■ What the exercise asks: Print exactly the lines below between the line holding "The DEBUG level" and the line holding "ah good catch can you please open an issue", inclusive, and nothing more.

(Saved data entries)
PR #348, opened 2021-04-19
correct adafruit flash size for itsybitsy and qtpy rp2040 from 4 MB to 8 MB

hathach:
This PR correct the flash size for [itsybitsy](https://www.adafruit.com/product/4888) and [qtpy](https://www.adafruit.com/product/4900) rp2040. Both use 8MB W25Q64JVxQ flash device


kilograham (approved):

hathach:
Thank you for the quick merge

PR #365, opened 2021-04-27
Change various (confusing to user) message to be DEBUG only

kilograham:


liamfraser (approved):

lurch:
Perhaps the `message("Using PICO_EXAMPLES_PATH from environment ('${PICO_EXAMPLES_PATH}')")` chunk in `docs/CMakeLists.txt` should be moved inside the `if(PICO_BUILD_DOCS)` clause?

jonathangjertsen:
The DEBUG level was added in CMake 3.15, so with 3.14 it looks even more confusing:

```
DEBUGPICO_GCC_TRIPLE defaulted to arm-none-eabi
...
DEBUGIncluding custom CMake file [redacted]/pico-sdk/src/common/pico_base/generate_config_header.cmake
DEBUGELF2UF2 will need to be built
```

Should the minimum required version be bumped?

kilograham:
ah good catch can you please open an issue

...

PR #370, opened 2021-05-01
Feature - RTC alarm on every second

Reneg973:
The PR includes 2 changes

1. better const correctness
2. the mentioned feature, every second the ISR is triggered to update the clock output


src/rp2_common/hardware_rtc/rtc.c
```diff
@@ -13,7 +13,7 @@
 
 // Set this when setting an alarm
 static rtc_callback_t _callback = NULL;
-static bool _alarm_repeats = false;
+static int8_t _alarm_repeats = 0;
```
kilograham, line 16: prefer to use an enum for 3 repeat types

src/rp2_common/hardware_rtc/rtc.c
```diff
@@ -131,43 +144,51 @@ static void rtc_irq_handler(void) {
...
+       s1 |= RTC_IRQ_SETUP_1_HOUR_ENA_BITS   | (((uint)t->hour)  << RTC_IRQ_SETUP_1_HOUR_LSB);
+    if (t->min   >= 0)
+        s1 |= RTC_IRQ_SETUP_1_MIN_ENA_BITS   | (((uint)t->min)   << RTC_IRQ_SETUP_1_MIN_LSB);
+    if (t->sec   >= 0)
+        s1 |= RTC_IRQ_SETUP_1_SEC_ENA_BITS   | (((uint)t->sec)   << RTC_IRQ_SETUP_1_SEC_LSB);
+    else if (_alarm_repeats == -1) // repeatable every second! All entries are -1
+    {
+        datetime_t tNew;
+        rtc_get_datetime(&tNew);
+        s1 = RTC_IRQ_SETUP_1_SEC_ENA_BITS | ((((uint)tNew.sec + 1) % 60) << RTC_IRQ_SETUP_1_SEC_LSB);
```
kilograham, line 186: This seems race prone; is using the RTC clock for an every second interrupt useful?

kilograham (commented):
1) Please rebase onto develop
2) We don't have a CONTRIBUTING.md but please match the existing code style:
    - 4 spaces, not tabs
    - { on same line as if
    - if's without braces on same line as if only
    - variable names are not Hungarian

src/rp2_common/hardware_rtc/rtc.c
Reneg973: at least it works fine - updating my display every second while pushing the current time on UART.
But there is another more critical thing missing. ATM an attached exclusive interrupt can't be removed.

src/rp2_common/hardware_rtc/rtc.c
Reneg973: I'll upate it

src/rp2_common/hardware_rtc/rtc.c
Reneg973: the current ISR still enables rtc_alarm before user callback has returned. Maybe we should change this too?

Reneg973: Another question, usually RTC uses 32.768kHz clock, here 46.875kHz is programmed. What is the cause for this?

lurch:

■ Response:
The DEBUG level was added in CMake 3.15, so with 3.14 it looks even more confusing:

```
DEBUGPICO_GCC_TRIPLE defaulted to arm-none-eabi
...
DEBUGIncluding custom CMake file [redacted]/pico-sdk/src/common/pico_base/generate_config_header.cmake
DEBUGELF2UF2 will need to be built
```

Should the minimum required version be bumped?

kilograham:
ah good catch can you please open an issue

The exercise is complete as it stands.